Authors: Antoine M. Dujon, Jean-Pascal Capp, Joel S. Brown, Pascal Pujol, Robert A. Gatenby, Beata Ujvari, Catherine Alix-Panabières and Frédéric Thomas
Source: Evolutionary Applications (MAY 2021)
Brief summary of the paper:
To successfully metastasize, cancer cells must complete a sequence of obligatory steps called the metastatic cascade. To model the metastatic cascade, we used the framework of the Drake equation, initially created to describe the emergence of intelligent life in the Milky way, using a similar logic of a sequence of obligatory steps.
Then within this framework, we used simulations on breast cancer to investigate the contribution of each step to the metastatic cascade.

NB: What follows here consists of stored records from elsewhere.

Issue #154, opened 2018-05-21
Circular attempt for bindings


dpizetta:
Hi, I'd like to implement a change for setup the binding in a circular form. Here is an example.

If the preference list is [pyqt5, pyside2, pyqt, pyside]:
- choosing pyqt, if it is not found, it should try pyside, pyqt5, pyside2;
- choosing pyside2, if it is not found, it should try pyqt, pyside2, pyqt5;

I think this would improve the auto setup and even the message that the "qtpy.PythonQtError: No Qt bindings could be found", because if you choose the last one, all the previous are not tested, so it is not "not found" actually.

Let me know what do you think about it, tks

goanpeca:
@dpizetta it sounds like a good idea :-) @ccordoba12 ?

goanpeca:
I would add that we need to add an else check so that if the last item in the list is not found, it should say something regarding that, instead of saying that it failed to use whatever binding check came last. Pyside at the moment, which is misleading

ccordoba12:
@dpizetta, I like it! But things should not be circular. Instead we should always prefer the bindings for the same Qt major version, then the other ones. And the PyQt bindings should be preferred over the PySide ones because they are more stable.

So, according to what you post above:

* choosing pyside, if it is not found, it should try pyqt, pyqt5, pyside2;
* choosing pyqt, if it is not found, it should try pyside, pyqt5, pyside2;
* choosing pyside2, if it is not found, it should try pyqt5, pyqt, pyside

dpizetta:
Hi @goanpeca , @ccordoba12 thank you. I agree with your comments. Implementing this proposal also include the additional feature from @goanpeca. I'll post PR soon.

goanpeca:
Thanks @dpizetta :-) !

dpizetta:
@goanpeca  > **Just for context, is there any particular issues on your side that would directly benefit from this? Like an example of what was the problem?**
Sorry, I miss this question. The main problem is: if you choose the last one, i.e PySide, but it is not installed, it wouldn't try the other ones. So I think it should be nice to have this feature. In addition, I would like to add some functions that can be useful for other users, ex. get_available_api, that returns installed qt bindings..etc. I practically finished the code, but I would like to add more information about the changes to be well documented.

ccordoba12:
I think what he meant is that if all four bindings are tried and none is found, then `qtpy` should print a message saying precisely that.

[...]

PR #340, opened 2022-04-26
PR: Fix bug with environ handling

larsoner:
I'm not 100% sure what the intention of modifying `os.environ` at all is, but assuming it's meant to set it so that e.g. new processes that spawn make use of the same framework, then there's a bug in the current implementation in `master`:
```
>>> import os
>>> import PyQt6
>>> 'QT_API' in os.environ
False
>>> import qtpy
>>> qtpy.API  # good
'pyqt6'
>>> 'QT_API' in os.environ  # okay...
True
>>> os.environ['QT_API']  # bad
'pyqt5'
```
This bug was found precisely because a pattern like this: have no QT_API set, import PyQt6, then import qtpy, then spawn a new process (using joblib), have it fail because in that process `import qtpy` fails because PyQt5 isn't installed, but `os.environ['QT_API'] == 'pyqt5'`.

This PR thus avoids changing `os.environ` at all until a suitable API has been chosen, and only then (in the `else` clause of the `try`s) set `os.environ[QT_API]`.

An alternative would be not to modify `os.environ` at all, but this seems less than ideal because it will make it so that the spawned process will not necessarily end up with the same Qt binding, depending on whether or not that process does an `import PyQt6` and `import qtpy` in the same order as the main process, at least in the case where a user has two bindings (e.g., PyQt5 and PyQt6).

This PR also promotes a `assert ` statement to a proper and more informative `raise ValueError(...)` (that also will not be skipped in Python optimized mode), and changes some `'QT_API'`s to `QT_API`, as it seems like that's what the variable name is for. But if either of these is not actually desirable, I can revert!

### DIFF
--- a/qtpy/__init__.py
+++ b/qtpy/__init__.py
@@ -72,6 +72,10 @@ class PythonQtWarning(Warning):
     """Warning if some features are not implemented in a binding."""
 
 
+class PythonQtValueError(ValueError):
+    """Error raised if an invalid QT_API is specified."""
+
+
 # Qt API environment variable name
 QT_API = 'QT_API'
 
@@ -99,12 +103,13 @@ PYSIDE_VERSION_MIN = PYSIDE2_VERSION_MIN
 binding_specified = QT_API in os.environ
 
 API_NAMES = {'pyqt5': 'PyQt5', 'pyqt6': 'PyQt6',
-             'pyside2':'PySide2', 'pyside6': 'PySide6'}
+             'pyside2': 'PySide2', 'pyside6': 'PySide6'}
 API = os.environ.get(QT_API, 'pyqt5').lower()
 initial_api = API
 if API not in API_NAMES:
-    raise ValueError(
-        f'Specified QT_API={repr(QT_API)} not in valid options: {API_NAMES}')
+    raise PythonQtValueError(
+        f'Specified QT_API={repr(QT_API.lower())} not in valid options: '
+        f'{API_NAMES}')
 
 is_old_pyqt = is_pyqt46 = False
 QT5 = PYQT5 = True
--- a/qtpy/__init__.py
+++ b/qtpy/__init__.py
@@ -98,14 +98,13 @@ PYSIDE_VERSION_MIN = PYSIDE2_VERSION_MIN
 # Detecting if a binding was specified by the user
 binding_specified = QT_API in os.environ
 
-# Setting a default value for QT_API
-os.environ.setdefault(QT_API, 'pyqt5')
-
 API_NAMES = {'pyqt5': 'PyQt5', 'pyqt6': 'PyQt6',
              'pyside2':'PySide2', 'pyside6': 'PySide6'}
-API = os.environ[QT_API].lower()
+API = os.environ.get(QT_API, 'pyqt5').lower()
 initial_api = API
-assert API in API_NAMES
+if API not in API_NAMES:
+    raise ValueError(
+        f'Specified QT_API={repr(QT_API)} not in valid options: {API_NAMES}')
 
 is_old_pyqt = is_pyqt46 = False
 QT5 = PYQT5 = True
@@ -150,7 +149,9 @@ if API in PYQT5_API:
 
             del macos_version
     except ImportError:
-        API = os.environ['QT_API'] = 'pyqt6'
+        API = 'pyqt6'
+    else:
+        os.environ['QT_API'] = API
 
 if API in PYQT6_API:
     try:
@@ -161,7 +162,9 @@ if API in PYQT6_API:
         QT6 = PYQT6 = True
 
     except ImportError:
-        API = os.environ['QT_API'] = 'pyside2'
+        API = 'pyside2'
+    else:
+        os.environ['QT_API'] = API
 
 
 if API in PYSIDE2_API:
@@ -183,7 +186,9 @@ if API in PYSIDE2_API:
 
             del macos_version
     except ImportError:
-        API = os.environ['QT_API'] = 'pyside6'
+        API = 'pyside6'
+    else:
+        os.environ['QT_API'] = API
 
 if API in PYSIDE6_API:
     try:
@@ -194,7 +199,9 @@ if API in PYSIDE6_API:
         QT6 = PYSIDE6 = True
 
     except ImportError:
-        API = os.environ['QT_API'] = 'pyqt5'
+        API = 'pyqt5'
+    else:
+        os.environ['QT_API'] = API
 
 
 # If a correct API name is passed to QT_API and it could not be found,
--- a/qtpy/__init__.py
+++ b/qtpy/__init__.py
@@ -156,7 +156,7 @@ if API in PYQT5_API:
     except ImportError:
         API = 'pyqt6'
     else:
-        os.environ['QT_API'] = API
+        os.environ[QT_API] = API
 
 if API in PYQT6_API:
     try:
@@ -169,7 +169,7 @@ if API in PYQT6_API:
     except ImportError:
         API = 'pyside2'
     else:
-        os.environ['QT_API'] = API
+        os.environ[QT_API] = API
 
 
 if API in PYSIDE2_API:
@@ -193,7 +193,7 @@ if API in PYSIDE2_API:
     except ImportError:
         API = 'pyside6'
     else:
-        os.environ['QT_API'] = API
+        os.environ[QT_API] = API
 
 if API in PYSIDE6_API:
     try:
@@ -206,7 +206,7 @@ if API in PYSIDE6_API:
     except ImportError:
         API = 'pyqt5'
     else:
-        os.environ['QT_API'] = API
+        os.environ[QT_API] = API
 
 
 # If a correct API name is passed to QT_API and it could not be found,
--- a/qtpy/__init__.py
+++ b/qtpy/__init__.py
@@ -108,7 +108,7 @@ API = os.environ.get(QT_API, 'pyqt5').lower()
 initial_api = API
 if API not in API_NAMES:
     raise PythonQtValueError(
-        f'Specified QT_API={repr(QT_API.lower())} not in valid options: '
+        f'Specified QT_API={repr(QT_API.lower())} is not in valid options: '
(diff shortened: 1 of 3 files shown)


qtpy/__init__.py
```diff
@@ -98,14 +98,13 @@ class PythonQtWarning(Warning):
...
-os.environ.setdefault(QT_API, 'pyqt5')
-
 API_NAMES = {'pyqt5': 'PyQt5', 'pyqt6': 'PyQt6',
              'pyside2':'PySide2', 'pyside6': 'PySide6'}
-API = os.environ[QT_API].lower()
+API = os.environ.get(QT_API, 'pyqt5').lower()
 initial_api = API
-assert API in API_NAMES
+if API not in API_NAMES:
+    raise ValueError(
```
dalthviz, line 106: Maybe we could use here a custom exception like `PythonQtValueError(ValueError)`?

dalthviz (commented):
Thank you @larsoner for finding the bug and checking into this! I left a comment regarding the `ValueError` exception (maybe we shoudl create a new custom exception following the spirit of `PythonQtError` and `PythonQtWarning` ).

Also, could be worthy to try to add a test to check that we now have the proper behavior (the env var `QT_API` is updated correctly when is not initially set). I think the test should go in [`qtpy/tests/test_main.py`](https://github.com/spyder-ide/qtpy/blob/master/qtpy/tests/test_main.py).

Besides that this LGTM :+1:

qtpy/tests/conftest.py
```diff
@@ -21,8 +21,9 @@ def pytest_report_header(config):
     versions += 'PyQt6: '
 
     try:
-        from PyQt6 import Qt
-        versions += f"PyQt: {Qt.PYQT_VERSION_STR} - Qt: {Qt.QT_VERSION_STR}"
+        from PyQt6 import QtCore
+        versions += \
+            f"PyQt: {QtCore.PYQT_VERSION_STR} - Qt: {QtCore.QT_VERSION_STR}"
```
larsoner, line 26: I needed this on my system at least to get PyQt6 to actually show up

qtpy/tests/test_main.py
```diff
@@ -16,6 +20,7 @@ def assert_pyside2():
     assert QtGui.QPainter is PySide2.QtGui.QPainter
     assert QtWidgets.QWidget is PySide2.QtWidgets.QWidget
     assert QtWebEngineWidgets.QWebEnginePage is PySide2.QtWebEngineWidgets.QWebEnginePage
+    assert os.environ['QT_API'] == 'PySide2'
```
dalthviz, line 23: I think the tests are failing due to lower vs uppercase names for the bindings
```suggestion
    assert os.environ['QT_API'] == 'pyside2'
```

qtpy/tests/test_main.py
```diff
@@ -27,6 +32,7 @@ def assert_pyside6():
     assert QtWidgets.QWidget is PySide6.QtWidgets.QWidget
     # Only valid for qt>=6.2
     # assert QtWebEngineWidgets.QWebEnginePage is PySide6.QtWebEngineCore.QWebEnginePage
+    assert os.environ['QT_API'] == 'PySide6'
```
dalthviz, line 35:
```suggestion
    assert os.environ['QT_API'] == 'pyside6'
```

qtpy/tests/test_main.py
```diff
@@ -40,6 +46,7 @@ def assert_pyqt5():
         assert QtWebEngineWidgets.QWebEnginePage is PyQt5.QtWebEngineWidgets.QWebEnginePage
     else:
         assert QtWebEngineWidgets.QWebEnginePage is PyQt5.QtWebKitWidgets.QWebPage
+    assert os.environ['QT_API'] == 'PyQt5'
 
 def assert_pyqt6():
```
dalthviz, line 51: I guess something like `assert os.environ['QT_API'] == 'pyqt6'` is missing for the `assert_pyqt6` function

larsoner:
Green!

qtpy/__init__.py
```diff
@@ -161,7 +167,9 @@ class PythonQtWarning(Warning):
         QT6 = PYQT6 = True
 
     except ImportError:
-        API = os.environ['QT_API'] = 'pyside2'
+        API = 'pyside2'
```
ccordoba12, line 170: In the same line with the above, this should `pyside6` for me.

qtpy/__init__.py
```diff
@@ -183,7 +191,9 @@ class PythonQtWarning(Warning):
 
             del macos_version
     except ImportError:
-        API = os.environ['QT_API'] = 'pyside6'
+        API = 'pyside6'
```
ccordoba12, line 194: This should be `pyqt5`.

qtpy/__init__.py
```diff
@@ -194,7 +204,9 @@ class PythonQtWarning(Warning):
         QT6 = PYSIDE6 = True
 
     except ImportError:
-        API = os.environ['QT_API'] = 'pyqt5'
+        API = 'pyqt5'
```
ccordoba12, line 207: And this `pyqt6`.

qtpy/tests/test_main.py
```diff
@@ -83,3 +91,39 @@ def test_qt_api():
                 assert_pyqt6()
         else:
             assert_pyqt5()
+
+
+@pytest.mark.parametrize('api', API_NAMES.values())
+def test_qt_api_environ(api):
+    """
+    If no QT_API is specified but some Qt is imported, ensure environ is set properly
```
ccordoba12, line 99:
```suggestion
    If no QT_API is specified but some Qt is imported, ensure QT_API is set properly.
```

qtpy/tests/test_main.py
```diff
@@ -1,6 +1,10 @@
 import os
+import sys
+import subprocess
 
-from qtpy import QtCore, QtGui, QtWidgets
+import pytest
+
+from qtpy import QtCore, QtGui, QtWidgets, API_NAMES, PythonQtValueError
 try:
```
ccordoba12, line 8:
```suggestion

try:
```

Adding a blank line before this one for clarity.

ccordoba12 (commented):
Thanks for your work on this @larsoner! I left some small comments for you below.

qtpy/__init__.py
```diff
@@ -150,7 +154,9 @@ class PythonQtWarning(Warning):
 
             del macos_version
     except ImportError:
-        API = os.environ['QT_API'] = 'pyqt6'
+        API = 'pyqt6'
```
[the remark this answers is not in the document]
larsoner: Not sure, I just tried not to change it in this PR.

From a quick look, the default is PyQt5 (i.e., it's what API is if QT_API is not set), and there currently is no differentiation between whether a user had set it or not at this point in the code. And the docs say the bindings will be tried in some specific order, and I think that order is meant to be followed in the code.

Given that this stuff is not trivial, and the fallback order is (or at least should be!) unchanged in this PR, I'd rather not tackle that here, and leave that for another PR, probably for someone else after some additional discussion. For example, if I just committed all the suggested changes about which API should come next, I don't think the code will work as desired -- it's currently framed around an API "try order" that gets followed, so below when you suggest changing the pyside2-fail-path (line 194) to set the `API = 'pyqt5'` instead of `API = 'pyside6'`, this will not have the intended (I think?) effect of actually *trying* pyqt5, because that happens earlier in the code (up here starting around line 130), whereas `'pyside6'` does currently get tried because it comes later in the code path... so I think more time/thought/effort/refactoring would be necessary to achieve the goal of the suggested changes.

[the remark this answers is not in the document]
dalthviz: I think the change @ccordoba12 wanted to suggest is changing the _`try order`_ to be `PyQt5, PySide2, PyQt6, PySide6` (which will need not only to change the values on the `else` statements but also moving the whole blocks for the respective binding to follow such order). However, as @larsoner said I think that's kind of out the scope for this PR. The full behavior described (some sort of intelligent fallback) maybe its related with #154 (so if you try PyQt5 fallback to PySide2, but also if you try PySide2 fallback to PyQt5 and so on).

Just in case @ccordoba12 , I think the _`try order`_ on `v1.x` was something like `PyQt5, PySide2, PyQt4, PySide` but after the removal of Qt4 and addition of Qt6 the order on `v2.x/master` is now `PyQt5, PyQt6, PySide2, PySide6`. So maybe opening a new issue for that could be worthy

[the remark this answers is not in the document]
ccordoba12: If the current order is `PyQt5, PyQt6, PySide2, PySide6`, then I agree it shouldn't be changed on this PR.

Sorry for the noise guys, ignore my comments.

qtpy/tests/conftest.py
dalthviz: Regarding this change, you didn't get shown the version info when testing locally? Could you try to restore this line and check if the issue is still presented (not seeing the version header in the pytest report) locally? Thanks!

ccordoba12 (approved):
Thanks @larsoner for your help with this!

qtpy/tests/conftest.py
larsoner: > Regarding this change, you didn't get shown the version info when testing locally? Could you try to restore this line and check if the issue is still presented (not seeing the version header in the pytest report) locally? Thanks!

If I revert this then I won't get the version:
```
$ python -c "from PyQt6 import Qt"
  File "<string>", line 1, in <module>
ImportError: cannot import name 'Qt' from 'PyQt6' (/home/larsoner/.local/lib/python3.10/site-packages/PyQt6/__init__.py)
```

dalthviz (approved):
Thank you for all the work here @larsoner !

larsoner:
Happy to contribute to this awesome package! We've successfully used it to seamlessly transition three packages from PyQt5 only to framework-agnostic code

larsoner:
- [MNE-Python](https://github.com/mne-tools/mne-python/pull/10430)
- [PyVistaQt](https://github.com/pyvista/pyvistaqt/pull/61)
- [mne-qt-browser](https://github.com/mne-tools/mne-qt-browser/pull/104)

We show that the half-life of circulating tumor cells is one of the most important parameters in the cascade, suggesting that therapies reducing the survival of those cells in the vascular system could significantly reduce the risk of metastasis.
The majority of cancer-related deaths are the result of metastases (i.e., dissemination and establishment of tumor cells at distant sites from the origin), which develop through a multi-step process classically termed the metastatic cascade.
The respective contributions of each step to the metastatic process are well described but are also currently not completely understood. Is there, for example, a critical phase that disproportionately affects the probability of the development of metastases in individual patients?
Here, we address this question using a modified Drake equation, initially formulated by the astrophysicist Frank Drake to estimate the probability of the emergence of intelligent civilizations in the Milky Way. Using simulations based on realistic parameter values obtained from the literature for breast cancer, we examine, under the linear progression hypothesis, the contribution of each component of the metastatic cascade. Simulations demonstrate that the most critical parameter governing the formation of clinical metastases is the survival duration of circulating tumor cells (CTCs).